(Beginning of MATERIAL TO PROCESS)

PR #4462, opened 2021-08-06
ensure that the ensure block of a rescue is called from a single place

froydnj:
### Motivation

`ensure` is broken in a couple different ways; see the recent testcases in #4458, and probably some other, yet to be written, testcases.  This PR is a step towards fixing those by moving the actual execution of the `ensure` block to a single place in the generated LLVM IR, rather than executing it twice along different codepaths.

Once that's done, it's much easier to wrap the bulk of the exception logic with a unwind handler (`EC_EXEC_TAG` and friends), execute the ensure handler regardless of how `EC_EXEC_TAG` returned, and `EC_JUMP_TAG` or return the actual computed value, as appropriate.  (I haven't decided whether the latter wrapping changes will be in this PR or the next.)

(End of MATERIAL TO PROCESS)

Where does the string "ensure" occur in the data above? Copy every line that holds it.

ensure that the ensure block of a rescue is called from a single place
`ensure` is broken in a couple different ways; see the recent testcases in #4458, and probably some other, yet to be written, testcases.  This PR is a step towards fixing those by moving the actual execution of the `ensure` block to a single place in the generated LLVM IR, rather than executing it twice along different codepaths.
Once that's done, it's much easier to wrap the bulk of the exception logic with a unwind handler (`EC_EXEC_TAG` and friends), execute the ensure handler regardless of how `EC_EXEC_TAG` returned, and `EC_JUMP_TAG` or return the actual computed value, as appropriate.  (I haven't decided whether the latter wrapping changes will be in this PR or the next.)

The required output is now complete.